単身赴任中であっても、家族と連絡を取り合い、帰省するなどの実態があれば、一般的に同居と見なされるケースが多いといえます。
同居していないとみなされる?被相続人が老人ホームに入居している場合
被相続人が所定の老人ホームに入居していた場合でも、一定の条件を満たせば同居と認められます。
具体的には、被相続人が要介護認定または要支援認定を受けていることが必要です。
また、自宅が賃貸に出されていないことも条件の一つとなります。
これらの要件を満たしたうえで被相続人が老人ホームに入居し、入居後も相続人がそのまま家に住み続けているのであれば、特例を適用することが可能です。
一時的な同居
介護などのために一時的に同居していた場合は、生活の拠点が別にあると見なされるため、特例は適用できません。

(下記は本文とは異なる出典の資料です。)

PR #397, opened 2023-10-06
fix sampleNearbyPoint() and sampleImprovedNearbyPoint()

### LINKED ISSUE #396: possible issue in `sampleNearbyPoint`?
In investigating why `sampleNearbyPoint` seems to be going so slooow in some cases, I noticed the following thing that looks wrong to me? Observe that in `sampleNearbyPoint`, the [reference point is scaled by the bounds](https://github.com/MesserLab/SLiM/blob/master/core/spatial_map.cpp#L2322) to lie between 0 and 1. However, to this point [is added a displacement](https://github.com/MesserLab/SLiM/blob/master/core/spatial_map.cpp#L2334) that if I'm reading correctly, is [*not* correspondingly scaled](https://github.com/MesserLab/SLiM/blob/master/core/spatial_kernel.cpp#L359).  (I am probably missing something, though.)

bhaller:
Fix #396.

@petrelharp please review this very carefully; unit testing of this code is difficult, so bugs need to be caught by eye, at least for now.  :-O  Please check that the fixes are parallel and complete for 1D/2D/3D, between both sampleNearbyPoint() and sampleImprovedNearbyPoint().  They look right to me, but I worked quickly because I'm about to be out of time for a while.  Thanks!


petrelharp:
Shouldn't [this bit](https://github.com/MesserLab/SLiM/pull/397/files#diff-b8bc526c0dd677af49f50ae4134662153e6e72482c801886b4f2d0a4ef3dd71fR2114) be
instead of
```
				while (displaced_point[0] < 0.0)
					displaced_point[0] += bounds_a1_;
				while (displaced_point[0] > bounds_a1_)
					displaced_point[0] -= bounds_a1_;
```
how about
```
				while (displaced_point[0] < bounds_a0_)
					displaced_point[0] += bounds_a1_ - bounds_a0_;
				while (displaced_point[0] > bounds_a1_)
					displaced_point[0] -= bounds_a1_ - bounds_a0_;
```
(and in other similar places further down)?

bhaller:
> Shouldn't...

Nope, no need.  When periodic boundaries are enabled, the lower bound of the spatial bounds must be 0.0, and that is enforced throughout the API.  It doesn't really make sense to be periodic out in the middle of the coordinate space, or that's my opinion anyway.  :->  So we can assume 0.0 at those points in the code.

petrelharp:
Do we note in the documentation that `sampleNearbyPoint` will be very inefficient if the maximum value of the map (anywhere) is much larger than the typical value where individuals are? (I think not, but we should?)  Maybe like:
```
The algorithm works by rejection sampling, and so will be very inefficient if the maximum value of the map (anywhere, across the entire map) is much larger than the typical value of the map where individuals are.
```

bhaller:
Hmm.  Seems like a reasonable thing to note; and we could point the user towards sampleImprovedNearbyPoint() as an alternative that does not suffer from this problem, right?  I'd say especially given that we can recommend that alternative, it's worth adding this note...?

core/spatial_map.cpp
```diff
@@ -2346,28 +2358,27 @@ EidosValue_SP SpatialMap::ExecuteMethod_sampleNearbyPoint(EidosGlobalStringID p_
...
+			*(result_ptr++) = displaced_point[0];
 		}
 	}
 	else if (spatiality_ == 2)
 	{
 		// FIXME: TO BE PARALLELIZED
 		for (size_t point_index = 0; point_index < point_count; point_index++)
 		{
-			// scale point coordinates to [0, 1]
 			double point_a = *(point_buf_ptr)++;
```
petrelharp, line 2380: in `sampleImprovedPoint` this was like `double point[X]`, not `point_a`, `point_b`, etcetera. (I don't see anything wrong, just differences in what could be parallel style of code?)

petrelharp (approved):
I don't see anything wrong!

core/spatial_map.cpp
bhaller: Yes.  There was a reason for that, in the old code, but that reason has now evaporated, so I'll shift it to be parallel.

bhaller:
OK, I'll clean up the loose ends you noted, and then merge it in.  Thanks for the quick review!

例えば、介護のために短期間だけ同居していた場合や、週末だけ実家に戻っていた場合などは、同居とは認められません。
特例を適用するためには、実際に生活の基盤が被相続人の家にあることが必要となります。
区分登記された世帯分離型の二世帯住宅の場合
二世帯住宅でも、区分登記されていない場合には同居と認められますが、区分登記されている場合は同居と認められません。
例えば、1階と2階で区分登記されているような場合は、それぞれが独立した住居と見なされるため、同居とは見なされません。

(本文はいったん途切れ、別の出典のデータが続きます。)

PR #406, opened 2023-11-08
tskit update to C_1.1.2

petrelharp:
Perhaps this will fix https://github.com/tskit-dev/tskit/issues/2868?


petrelharp:
This seems to work for me - passes pyslim tests and everything. And results in less lost memory over at https://github.com/tskit-dev/tskit/issues/2868.

bhaller:
Merged it – whether it fixes the problem or not, it makes sense to update.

区分登記ではなく、共有名義で登記されている場合は同居と認められます。
同居の証明で住民票のみ移した場合
住民票を被相続人の住所に移しただけでは、同居とは認められません。
同居していると判断されるためには、実際に日常生活を共にしていることが必要です。
住民票が同じ住所にあることは証明の一部にはなりますが、実際に同居しているかどうかは生活の実態で判断されます。
税務調査となった場合には実態を詳細に調べますので、住民票を移しただけの状態で同居が認められることまずありません。
まとめ
本記事では、小規模宅地等の特例を利用するための「同居」の要件について、さまざまな事例を交えて解説しました。
小規模宅地等の特例は相続税の負担を大幅に軽減できる制度ですが、適用するためには同居などの実態も重要です。
もし、「同居」について疑問や不安がある場合は、相続専門の税理士に相談することをお勧めします。